**Information**
PR #775, opened 2024-06-10
Move generate valid test

elezar:
This change moves the TestGenerateValid test to the validate package from the generate package. This decreases the transitive dependencies for clients of the generate package -- the more common use case.


kolyshkin (approved):
LGTM

PR #776, opened 2024-08-15
Add Go 1.22 and 1.23, rm old versions, bump CI actions, bump golangci-linter

kolyshkin:
Mostly a CI refresh. See commits for details.

Closes: #769

### DIFF
--- a/.github/workflows/test.yml
+++ b/.github/workflows/test.yml
@@ -11,15 +11,15 @@ on:
 jobs:
 
   lint:
-    runs-on: ubuntu-20.04
+    runs-on: ubuntu-22.04
     steps:
-      - uses: actions/setup-go@v3
+      - uses: actions/setup-go@v5
         with:
-          go-version: 1.20.x
-      - uses: actions/checkout@v3
-      - uses: golangci/golangci-lint-action@v3
+          go-version: 1.x # latest
+      - uses: actions/checkout@v4
+      - uses: golangci/golangci-lint-action@v6
         with:
-          version: v1.51.2
+          version: v1.61
 
   commit:
     runs-on: ubuntu-22.04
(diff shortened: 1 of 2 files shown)


tianon (approved):

kolyshkin:
@opencontainers/runtime-tools-maintainers PTAL

.github/workflows/test.yml
```diff
@@ -44,14 +44,14 @@ jobs:
     strategy:
       fail-fast: false
       matrix:
-        go-version: [1.19.x, 1.20.x]
+        go-version: [1.22.x, 1.23.x]
```
tianon, line 47: We should still include 1.19 here for go.mod, right? Or do something clever with the `go-version-file:` support in setup-go?

kolyshkin: I'm not sure it makes sense to test on older Go releases, unless we explicitly want to maintain compatibility with older Go versions (and for now I don't know a reason to do that).

go version in `go.mod` will raise naturally once we'll start using newer features.

kolyshkin: Besides, we're switching to go 1.21 as a minimum in #777

kolyshkin:
@opencontainers/runtime-tools-maintainers PTAL 🙏🏻

.github/workflows/test.yml
thaJeztah: Would it be ok to use;

- `min` version (go1.19 or go1.21 after #777)
- `latest`
- `latest - 1`

The last 2 being the currently supported versions, and the `min` version to verify that the minimum version specified in `go.mod` isn't lying.

kolyshkin: Updated; PTAL @thaJeztah

thaJeztah (approved):
LGTM, thanks!

thaJeztah:
Oh, interesting; I have a green check here, but I'm not in the maintainers list for this repo. Wondering if some permissions were set too relaxed?

kolyshkin:
> Oh, interesting; I have a green check here, but I'm not in the maintainers list for this repo. Wondering if some permissions were set too relaxed?

It looks like members of both runtime-tools-maintainers and runtime-spec-maintainers are admins here.

kolyshkin:
@tianon we need a "still lgtm" from you here 🧔🏻

kolyshkin:
@opencontainers/runtime-tools-maintainers PTAL 🙏🏻

tianon (approved):
Doh, sorry! 

To misquote one of my favorite people, "yep yep, looks like changes"

.github/workflows/test.yml
tianon: GitHub requires explicitly resolving conversations before merge; that's absolutely bonkers 🙃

**Task objective**
All of the data above should be written out again word for word.

**Solution for this problem**
PR #775, opened 2024-06-10
Move generate valid test

elezar:
This change moves the TestGenerateValid test to the validate package from the generate package. This decreases the transitive dependencies for clients of the generate package -- the more common use case.


kolyshkin (approved):
LGTM

PR #776, opened 2024-08-15
Add Go 1.22 and 1.23, rm old versions, bump CI actions, bump golangci-linter

kolyshkin:
Mostly a CI refresh. See commits for details.

Closes: #769

### DIFF
--- a/.github/workflows/test.yml
+++ b/.github/workflows/test.yml
@@ -11,15 +11,15 @@ on:
 jobs:
 
   lint:
-    runs-on: ubuntu-20.04
+    runs-on: ubuntu-22.04
     steps:
-      - uses: actions/setup-go@v3
+      - uses: actions/setup-go@v5
         with:
-          go-version: 1.20.x
-      - uses: actions/checkout@v3
-      - uses: golangci/golangci-lint-action@v3
+          go-version: 1.x # latest
+      - uses: actions/checkout@v4
+      - uses: golangci/golangci-lint-action@v6
         with:
-          version: v1.51.2
+          version: v1.61
 
   commit:
     runs-on: ubuntu-22.04
(diff shortened: 1 of 2 files shown)


tianon (approved):

kolyshkin:
@opencontainers/runtime-tools-maintainers PTAL

.github/workflows/test.yml
```diff
@@ -44,14 +44,14 @@ jobs:
     strategy:
       fail-fast: false
       matrix:
-        go-version: [1.19.x, 1.20.x]
+        go-version: [1.22.x, 1.23.x]
```
tianon, line 47: We should still include 1.19 here for go.mod, right? Or do something clever with the `go-version-file:` support in setup-go?

kolyshkin: I'm not sure it makes sense to test on older Go releases, unless we explicitly want to maintain compatibility with older Go versions (and for now I don't know a reason to do that).

go version in `go.mod` will raise naturally once we'll start using newer features.

kolyshkin: Besides, we're switching to go 1.21 as a minimum in #777

kolyshkin:
@opencontainers/runtime-tools-maintainers PTAL 🙏🏻

.github/workflows/test.yml
thaJeztah: Would it be ok to use;

- `min` version (go1.19 or go1.21 after #777)
- `latest`
- `latest - 1`

The last 2 being the currently supported versions, and the `min` version to verify that the minimum version specified in `go.mod` isn't lying.

kolyshkin: Updated; PTAL @thaJeztah

thaJeztah (approved):
LGTM, thanks!

thaJeztah:
Oh, interesting; I have a green check here, but I'm not in the maintainers list for this repo. Wondering if some permissions were set too relaxed?

kolyshkin:
> Oh, interesting; I have a green check here, but I'm not in the maintainers list for this repo. Wondering if some permissions were set too relaxed?

It looks like members of both runtime-tools-maintainers and runtime-spec-maintainers are admins here.

kolyshkin:
@tianon we need a "still lgtm" from you here 🧔🏻

kolyshkin:
@opencontainers/runtime-tools-maintainers PTAL 🙏🏻

tianon (approved):
Doh, sorry! 

To misquote one of my favorite people, "yep yep, looks like changes"

.github/workflows/test.yml
tianon: GitHub requires explicitly resolving conversations before merge; that's absolutely bonkers 🙃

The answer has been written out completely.